--- START ---

PR #1264, opened 2024-12-23
Configure SUMA product tree base URL

lcaparroz:
## Description

Allow user to configure the SUMA product tree base URL in RMT's config file `mirroring.suma_product_tree_base_url` attribute. The configured value takes precedence over the default (https://scc.suse.com/suma/).

* Related Issue / Ticket / Trello card: https://trello.com/c/Fv5zbDoj/3694-rgs-configure-suma-product-tree-base-url-in-rmt

## How to test 

On your local setup, change the attribute `mirroring.suma_product_tree_base_url` on `config/rmt.local.yml` to point to a custom URL (the URL must be reachable and respond to `<custom URL>/product_tree.json`, e.g.:

```yaml
mirroring:
  mirror_src: false
  verify_rpm_checksums: false
  dedup_method: hardlink
  suma_product_tree_base_url: <custom URL>/suma/
```

Then, run `bin/rmt-cli mirror`, and verify that the log output shows that the mirroring process has finished without any errors regarding the SUMA product tree.

## Change Type

## Checklist

## Review

### DIFF
--- a/lib/rmt/mirror/suma_product_tree.rb
+++ b/lib/rmt/mirror/suma_product_tree.rb
@@ -3,9 +3,9 @@ class RMT::Mirror::SumaProductTree
 
   attr_reader :mirroring_base_dir, :url, :logger
 
-  def initialize(logger:, mirroring_base_dir:, url: FILE_URL)
+  def initialize(logger:, mirroring_base_dir:, url: nil)
     @mirroring_base_dir = mirroring_base_dir
-    @url = url
+    @url = url || Settings.try(:mirroring).try(:suma_product_tree_base_url) || FILE_URL
     @logger = logger
   end
 
--- a/config/rmt.yml
+++ b/config/rmt.yml
@@ -31,6 +31,7 @@ scc:
 mirroring:
   mirror_src: false
   dedup_method: hardlink
+  suma_product_tree_base_url: <%= ENV['SUMA_PRODUCT_TREE_BASE_URL'] %>
 
 http_client:
   verbose: false
--- a/lib/rmt.rb
+++ b/lib/rmt.rb
@@ -1,5 +1,5 @@
 module RMT
-  VERSION ||= '2.20'.freeze
+  VERSION ||= '2.21'.freeze
 
   DEFAULT_USER = '_rmt'.freeze
   DEFAULT_GROUP = 'nginx'.freeze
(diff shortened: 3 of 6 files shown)


Adnilson (approved):

lib/rmt/mirror/suma_product_tree.rb
```diff
@@ -3,9 +3,9 @@ class RMT::Mirror::SumaProductTree
 
   attr_reader :mirroring_base_dir, :url, :logger
 
-  def initialize(logger:, mirroring_base_dir:, url: FILE_URL)
+  def initialize(logger:, mirroring_base_dir:, url: nil)
     @mirroring_base_dir = mirroring_base_dir
-    @url = url
+    @url = url || Settings.try(:mirroring).try(:suma_product_tree_base_url) || FILE_URL
```
digitaltom, line 8: Is the url to load the product tree from different than the scc host from the config?

Adnilson: That is a good question.

Wouldn't the `config/rmt.yml` file have something like this below?
`
mirroring:
  suma_product_tree_base_url: <%= ENV['SUMA_URL'] %>
`

digitaltom:
@lcaparroz @Adnilson My comment was resolved here without proper discussion I think. 
What I was asking is: Why do we need an additional config value for the `SUMA_PRODUCT_TREE_BASE_URL`, when we already have `SCC_HOST`? I think the problem we want to solve here is, the hardcoded `FILE_URL` in `lib/rmt/mirror/suma_product_tree.rb` not using `SCC_HOST` (see also https://bugzilla.suse.com/show_bug.cgi?id=1234844). 
What's the use case of configuring an extra host in `SUMA_PRODUCT_TREE_BASE_URL`?

Adnilson:
> @lcaparroz @Adnilson My comment was resolved here without proper discussion I think. What I was asking is: Why do we need an additional config value for the `SUMA_PRODUCT_TREE_BASE_URL`, when we already have `SCC_HOST`? I think the problem we want to solve here is, the hardcoded `FILE_URL` in `lib/rmt/mirror/suma_product_tree.rb` not using `SCC_HOST` (see also https://bugzilla.suse.com/show_bug.cgi?id=1234844). What's the use case of configuring an extra host in `SUMA_PRODUCT_TREE_BASE_URL`?

My bad, was in a rush to get this delivered. Thought it was a good idea to have this variable there.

--- END ---

● **REQUIRED ACTION**: If a line in the records holds the string "freeze", count it, and give only the total.

● **TASK RESULT**: 4